Jump to content


Photo
- - - - -

ProIV Spinlocks


5 replies to this topic

#1 faz

faz

    Newbie

  • Members
  • Pip
  • 3 posts
  • Gender:Male

Posted 21 December 2003 - 08:48 PM

When we recently upgraded the system a ProIV based application runs on from an 8 processor, 900mhz Sun v880 to a Sun 4800 (8 procs, 1200mhz), we started experiencing eratic behaviour which resulted in the sudden appearance of high kernel mode (80-90 %) during busy days. We are using 4.6r213, solaris 8 and oracle 9i.

As a result of this our application supplier suggested us to enable spinlocks, which are mentioned briefly in the ProIV documentation. Since then the kernel mode storm has appeared less frequently, but whenever it appears we have to restart the application for things to settle, which neither makes me nor the users happy.

So far I have not managed to reproduce the behaviour on any of our slower testsystems, however I am able to force that behaviour to happen on the production system by running some nightly batch job, which should run on a total of one processor, but causes up to 90% kernel mode on the entire system. The application is just unusable then.
If I copy the entire application (app+oracle) to a 900mhz machine, the same job consumes almost no kernel resources.

I have been collecting data using isview and the usual unix tools, but havent got a real clue yet.

Looking at /etc/isamdef and isview I have determined that there are actualy 4 spinlock parameters, SL_SPIN (default 100), SL_NAP (default 10), SL_TIMEOUT (default 50), SL_SLEEP (default 2)

Can anyone give me more detailed information about these than "set SL_SPIN=100, SL_NAP=10 on a multiprocessor system" as the Dokumentation does?

If I remove write permissions of the bootstrap files, I can make the inode based locks go away, but experimenting with this (so far on the testsystem only) has not allowed me to create any noticeable difference to what I have with.
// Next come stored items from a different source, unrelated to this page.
PR #1101, opened 2017-03-21
SPARKC-480 Support load(path) for datasource

alexliu68:


RussellSpitzer:
My big question on this would be what do we gain from having another way of choosing the Cassandra Table? We already have one way so why add a second parallel method?

alexliu68:
It's from one of DSE ticket to make it more easy to load the table similar way as load a file.

RussellSpitzer:
My concern is that we would now have 3 ways to load a dataframe

```scala
spark.read.format("org.apache.spark.sql.cassandra").options(Map("table"-> "tab", "keyspace" -> "ks")
spark.read.cassandraFormat("tab", "ks")
spark.read.format("org.apache.spark.sql.cassandra").load("tab.ks")

```

alexliu68:
load method is a public API from Spark, the pull is an implementation of the public API. As OSS Spark, there are multiple ways to load data sources. 

`spark.read.cassandraFormat("tab", "ks")` is more a custom api from SCC.
It's ok to have all different ways to load a table.

spark-cassandra-connector/src/it/scala/com/datastax/spark/connector/sql/CassandraDataFrameSpec.scala
```diff
@@ -81,13 +81,7 @@ class CassandraDataFrameSpec extends SparkCassandraITFlatSpecBase with Eventuall
...
       .read
       .format("org.apache.spark.sql.cassandra")
-      .options(
-        Map(
-          "table" -> "kv",
-          "keyspace" -> ks
-        )
-      )
-      .load()
+      .load(s"$ks.kv")
```
RussellSpitzer: I think we should have a test where we override the "options" , maybe there should be a message if you do that?

alexliu68: I added one for it.

PR #1102, opened 2017-03-21
Requesting a pull to datastax:b2.0 from datastax:SPARKC-479-2.0  83ab41e (Russell Spitzer, 7 days ago)     SPARCK-479: No parameters with Capital Letters

RussellSpitzer:
The Datasource API automatically lower cases all incoming configuration
    options. This means any configuration options with Capitals in them cannot
    actually be pased to a dataframe. To fix this we will deprecate all
    parameters with Capitals and provide automatic translations of them from
    their old usage to the new one.

    This is done by each "fromSparkConf" method of ours autoamtically iterating
    over all DeprecatedConfigParameter objects declared by that configuration
    and replacing them if they exist. If we deprecate a parameter and there is
    no replacement it will throw an error.

 3bfa0ea (Russell Spitzer, 3 weeks ago)
    SPARKC-476: SessionProxy Should proxy all Runtime Interfaces

    Previously Session proxy would only proxy the Session interface. Here we
    look up all available interfaces and proxy all of them.


RussellSpitzer:
@jacek-lewandowski one additional comment for stepping up to 2.0

PR #1108, opened 2017-03-28
SPARKC-481: Refactor Custom Scan Method

RussellSpitzer:
The original implmentation of the CustomScanMethod made it difficult to
extend the functionality inside of CassandraTableScan RDD since it
provided no ability to perform a "close" action on termination. This
meant external users were unable to properly cleanup their
implementations.

To fix this we change getScanMethod to getScanner which returns a
Scanner object which provides two methods, Scan and Close. One Scanner
is built per Spark Partition so the the initializer will only be called
once per Spark Partition and the close method only once at task
Completion.

### DIFF
--- a/spark-cassandra-connector/src/main/scala/com/datastax/spark/connector/cql/Scanner.scala
+++ b/spark-cassandra-connector/src/main/scala/com/datastax/spark/connector/cql/Scanner.scala
@@ -1,0 +1,41 @@
+package com.datastax.spark.connector.cql
+
+import com.datastax.driver.core.{Row, Session, Statement}
+import com.datastax.spark.connector.CassandraRowMetadata
+import com.datastax.spark.connector.rdd.ReadConf
+import com.datastax.spark.connector.rdd.reader.PrefetchingResultSetIterator
+
+/**
+  * Object which will be used in Table Scanning Operations.
+  * One Scanner will be created per Spark Partition, it will be
+  * created at the beginning of the compute method and Closed at the
+  * end of the compute method.
+  */
+trait Scanner {
+  def close(): Unit
+  def getSession(): Session
+  def scan(statement: Statement): ScanResult
+}
+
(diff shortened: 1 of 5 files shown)


spark-cassandra-connector/src/main/scala/com/datastax/spark/connector/cql/Scanner.scala
```diff
@@ -0,0 +1,41 @@
...
+
+/**
+  * Object which will be used in Table Scanning Operations.
+  * One Scanner will be created per Spark Partition, it will be
+  * created at the beginning of the compute method and Closed at the
+  * end of the compute method.
+  */
+trait Scanner {
+  def close(): Unit
+  def getSession(): com.datastax.driver.core.Session
```
jacek-lewandowski: do you really need full name here?

RussellSpitzer: nope fixed

spark-cassandra-connector/src/main/scala/com/datastax/spark/connector/rdd/CassandraTableScanRDD.scala
```diff
@@ -325,10 +325,11 @@ class CassandraTableScanRDD[R] private[connector](
...
 
   private def fetchTokenRange(
-    session: Session,
+    scanner: Scanner,
     range: CqlTokenRange[_, _],
-    inputMetricsUpdater: InputMetricsUpdater,
-    scanExecuteMethod: Statement => (Iterator[Row], CassandraRowMetadata)): Iterator[R] = {
+    inputMetricsUpdater: InputMetricsUpdater): Iterator[R] = {
+
+    val session = scanner.getSession()
```
jtgrabowski: it looks like `createStatement` could be internal for Scanner. This way we wouldn't have to expose session. Session would be a private thing

PR #1110, opened 2017-05-15
SPARKC-491: add java.time classes support to converters

artem-aliev:


spark-cassandra-connector/src/main/scala/com/datastax/spark/connector/types/TypeConverter.scala
```diff
@@ -489,6 +489,77 @@ object TypeConverter {
...
+      case x: String => java.time.LocalDate.parse(x)
+      case x: Int => java.time.LocalDate.ofEpochDay(x)
+      case x: Long => java.time.LocalDate.ofEpochDay(x)
+      case x: JodaLocalDate => java.time.LocalDate.of(x.getYear, x.getMonthOfYear, x.getDayOfMonth)
+      case x: DateTime => {
+        val ld = x.toLocalDate
+        java.time.LocalDate.of(x.getYear, x.getMonthOfYear, x.getDayOfMonth)
+      }
+      case x: Date => {
+        val a = JodaLocalDate.fromDateFields(x)
```
RussellSpitzer: Why intermediate variables here? I don't think it makes it much more clear than if you just did 
`convert(JodaLocalDate.fromDateFields(x)`

PR #1111, opened 2017-05-16
SPARKC 492: Protect against Size Estimate Overflows

RussellSpitzer:
```scala
val tokenRangeSizeInBytes = (totalDataSizeInBytes /
ringFraction).toLong
```

In datasize estimates has the possibility of overflowing when
getting the size_estimates from a datacenter whose primary range
contains a very tiny range BUT still also contains data. In these
cases a tiny size in bytes will be divided by a miniscule range
fraction leading to a huge value. This when converted toLong becomes
Long.MaxValue.

When these situations arise our size_estimates are no longer
reliable so we need to fall back to a safer estimate. In 2.0 we can
use the min Spark Nodes * 2 + 1 but in 1.6 we don't have that
information. To keep our changes small, here we will just use the
endpoints present in the target datacenter * 2 + 1.

### DIFF
--- a/spark-cassandra-connector/src/main/scala/com/datastax/spark/connector/rdd/partitioner/CassandraPartitionGenerator.scala
+++ b/spark-cassandra-connector/src/main/scala/com/datastax/spark/connector/rdd/partitioner/CassandraPartitionGenerator.scala
@@ -30,6 +30,9 @@ private[connector] class CassandraPartitionGenerator[V, T <: Token[V]](
   private val keyspaceName = tableDef.keyspaceName
   private val tableName = tableDef.tableName
 
+  if (splitSize == 0)
+    throw new IllegalArgumentException(s"Split Size Cannot be 0, Currently set to $splitSize")
+
   private val totalDataSize: Long = {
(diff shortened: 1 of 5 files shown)


spark-cassandra-connector/src/main/scala/com/datastax/spark/connector/rdd/partitioner/CassandraPartitionGenerator.scala
```diff
@@ -30,14 +30,34 @@ private[connector] class CassandraPartitionGenerator[V, T <: Token[V]](
   private val keyspaceName = tableDef.keyspaceName
   private val tableName = tableDef.tableName
 
-  private val totalDataSize: Long = {
+  if (splitSize == 0)
+    throw new IllegalArgumentException(s"Split Size Cannot be 0, Currently set to $splitSize")
+
+  val totalDataSize: Long = {
```
jtgrabowski: why public?

RussellSpitzer: That was a mistake from when I was testing things, setting it back to private

PR #1118, opened 2017-05-31
DSP-12259: add support for date string parsing

artem-aliev:
timestamp has one, to have a consistent story the date parser is added


RussellSpitzer:
LGTM 👍

PR #1122, opened 2017-06-11
SPARKC-495 Add missing type conversions for java.time.LocalDate

jrglee:


RussellSpitzer:
Thanks so much for your commit, I"ll be back-porting it to 2.0

PR #1124, opened 2017-06-14
SPARKC-494: MultipleRetryPolicy should retry with null

RussellSpitzer:
Null means using the statement's original query CL. This is important
because with LWT the CL returned by C* will not match the original
serial CL if the query is in it's non-serial portion. This forces the
original CL to be used regardless of server actions.


jtgrabowski:
I'm not sure about this. [The change](https://github.com/datastax/java-driver/pull/588/commits/e3307d950b0aa43f55aef260b2ef8c8cffd5499c#diff-8e73687a7d5321915aec32d7886f05b7R385) seams to be introduced in C* [2.1.10](https://datastax-oss.atlassian.net/browse/JAVA-764) but we support as old ones as [2.1.5](https://github.com/datastax/spark-cassandra-connector#version-compatibility). WDYT?

RussellSpitzer:
I don't think we make any promises about the driver versions? After all it's shaded by default here as well

jtgrabowski:
ok than :) :+1:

If one upgrades to a faster machine, but with the same number of processors one should not experience suddenly increased contention, but we obviously do. Has anyone experinced something similiar yet?

regards,
faz

#2 Rob Donovan

Rob Donovan

    rob@proivrc.com

  • Admin
  • 1,640 posts
  • Gender:Male
  • Location:Spain

Posted 22 December 2003 - 08:28 AM

Hi,

Just a few questions...

1) When you upgraded the box, I guess you also upgraded or installed the O/S??
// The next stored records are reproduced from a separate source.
PR #1137, opened 2017-08-14
SPARKC-503: Retry PoolBusy Exceptions, Throttle JWCT Calls

RussellSpitzer:
A change in the Cassandra Java driver has caused the executeAsync method
to become fully asynchronous. This means that executeAsync calls can
sometimes return an exception of BusyPoolException, meaning that queries
were issued and no open execution pathway could be found. These
exceptions are always retryable because they indicate the local driver
state is temporarly busy. So we will retry these exceptions.

To make sure we don't have too many retries we will also make sure to
limit the number of max concurrent requests to the current
"requestsPerConnection" as specified in the pooling options. We are
already setting the maxPool size to the number of cores per executor so
this should prohibit having more requests in flight than we have open
connections.

### DIFF
--- a/spark-cassandra-connector/src/it/scala/com/datastax/spark/connector/writer/TableWriterSpec.scala
+++ b/spark-cassandra-connector/src/it/scala/com/datastax/spark/connector/writer/TableWriterSpec.scala
@@ -200,7 +200,7 @@ class TableWriterSpec extends SparkCassandraITFlatSpecBase {
         .saveToCassandra(ks, "key_value")
     }
 
-    ioException.getMessage should include ("Invalid null value in condition for column group")
+    ioException.getMessage should include ("Invalid null value")
   }
 
   it should "write to a table with only partition key and static columns without clustering" in {
--- a/spark-cassandra-connector/src/it/scala/com/datastax/spark/connector/writer/TableWriterSpec.scala
+++ b/spark-cassandra-connector/src/it/scala/com/datastax/spark/connector/writer/TableWriterSpec.scala
@@ -6,12 +6,12 @@ import scala.collection.JavaConversions._
 import scala.concurrent.Future
 import com.datastax.driver.core.ProtocolVersion
 import com.datastax.driver.core.ProtocolVersion._
-
 import com.datastax.spark.connector.{SomeColumns, _}
 import com.datastax.spark.connector.cql._
 import com.datastax.spark.connector.embedded.YamlTransformations
 import com.datastax.spark.connector.mapper.DefaultColumnMapper
 import com.datastax.spark.connector.types._
+import org.apache.spark.SparkException
 
 case class Address(street: String, city: String, zip: Int)
 case class KV(key: Int, value: String)
@@ -192,6 +192,15 @@ class TableWriterSpec extends SparkCassandraITFlatSpecBase {
     )
     sc.parallelize(col).saveToCassandra(ks, "key_value")
     verifyKeyValueTable("key_value")
+  }
+
+  it should "pass the exception back to the driver on a write failure" in {
+    val ioException = intercept[SparkException] {
+      sc.parallelize[(Int, Option[Long], String)](Seq((1, None, "Hello")))
+        .saveToCassandra(ks, "key_value")
+    }
+
+    ioException.getMessage should include ("Invalid null value in condition for column group")
   }
 
   it should "write to a table with only partition key and static columns without clustering" in {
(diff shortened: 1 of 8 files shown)


spark-cassandra-connector/src/main/scala/com/datastax/spark/connector/writer/AsyncExecutor.scala
```diff
@@ -28,28 +30,43 @@ class AsyncExecutor[T, R](asyncAction: T => ListenableFuture[R], maxConcurrentTa
...
+            case nHAE: NoHostAvailableException if nHAE.getErrors.asScala.values.exists(_.isInstanceOf[BusyPoolException]) =>
+              logWarning("BusyPoolException ... Retrying")
+              tryFuture()
+
+            case otherException =>
+              logError("Failed to execute: " + task, throwable)
+              if (_successful) _successful = false
+              release()
+              settable.setException(throwable)
+              latestExeception = Some(throwable)
```
jtgrabowski: Since `_successful` volatile write is conditional, we could make _successful not volatile and make latestException volatile. This may make Travis happy :)

jtgrabowski: Also it looks like it should be placed in critical section.

spark-cassandra-connector/src/main/scala/com/datastax/spark/connector/writer/TableWriter.scala
```diff
@@ -204,7 +204,13 @@ class TableWriter[T] private (
       queryExecutor.waitForCurrentlyExecutingTasks()
 
       if (!queryExecutor.successful)
-        throw new IOException(s"Failed to write statements to $keyspaceName.$tableName.")
+        throw new IOException(
+          s"""Failed to write statements to $keyspaceName.$tableName. The
+             |latest exception was
+             |  ${queryExecutor.latestExeception.map( _.getMessage).getOrElse("Unable to determine")}
```
jtgrabowski: It looks like `_successful` (and `successful`) is redundant. The if could be changed to `latestException.map(...)`

jtgrabowski:
@RussellSpitzer could you also elaborate a bit about 

> To make sure we don't have too many retries we will also make sure to
limit the number of max concurrent requests to the current
"requestsPerConnection" as specified in the pooling options

If I understand correctly, max concurrent requests while saving to C* is limited by `spark.cassandra.output.concurrent.writes` and in case of joining, it is bound to whatever is found in `poolingOptions.getMaxRequestsPerConnection`. This is not configurable (unless custom ConnectionFactory is provided). Is this intended?

spark-cassandra-connector/src/main/scala/com/datastax/spark/connector/writer/AsyncExecutor.scala
RussellSpitzer: i'm not sure what you mean in "the critical section"

RussellSpitzer:
@jtgrabowski MaxConcurrentRequests is set only for the apply method of the query executor. The Write method is still throttled as before based on "max_concurrent_writes" I didn't want to add a new tuning parameter in a point release and the driver team told me this should be safe :)

RussellSpitzer:
retest this please

spark-cassandra-connector/src/it/scala/com/datastax/spark/connector/writer/TableWriterSpec.scala
```diff
@@ -194,6 +194,15 @@ class TableWriterSpec extends SparkCassandraITFlatSpecBase {
     verifyKeyValueTable("key_value")
   }
 
+  it should "pass the exception back to the driver on a write failure" in {
```
RussellSpitzer: fixed

spark-cassandra-connector/src/main/scala/com/datastax/spark/connector/writer/AsyncExecutor.scala
```diff
@@ -6,18 +6,22 @@ import com.datastax.spark.connector.util.Logging
...
 class AsyncExecutor[T, R](asyncAction: T => ListenableFuture[R], maxConcurrentTasks: Int,
     successHandler: Option[Handler[T]] = None, failureHandler: Option[Handler[T]]) extends Logging {
 
-  @volatile private var _successful = true
-
   private val semaphore = new Semaphore(maxConcurrentTasks)
   private val pendingFutures = new TrieMap[ListenableFuture[R], Boolean]
+  @volatile private var latestException: Option[Throwable] = None
+
+  def getLatestException(): Option[Throwable] = synchronized {
```
jtgrabowski: why do we synchronize here?

spark-cassandra-connector/src/main/scala/com/datastax/spark/connector/writer/AsyncExecutor.scala
jtgrabowski: I'm meant putting it before `release()`, it's all good now

jtgrabowski:
LGTM but please take a look at `synchronized` and see if we need it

2) What sort of user level do you have logged on when you get the problem?

3) Do you have many ProISAM files?

4) If you do an isview, how many lines are in the output?

5) Is there anything in the file /etc/isamlog?
If this file does not exist, create it with rw-rw-rw permissions. Then shared memory problems will be logged into this file the next time.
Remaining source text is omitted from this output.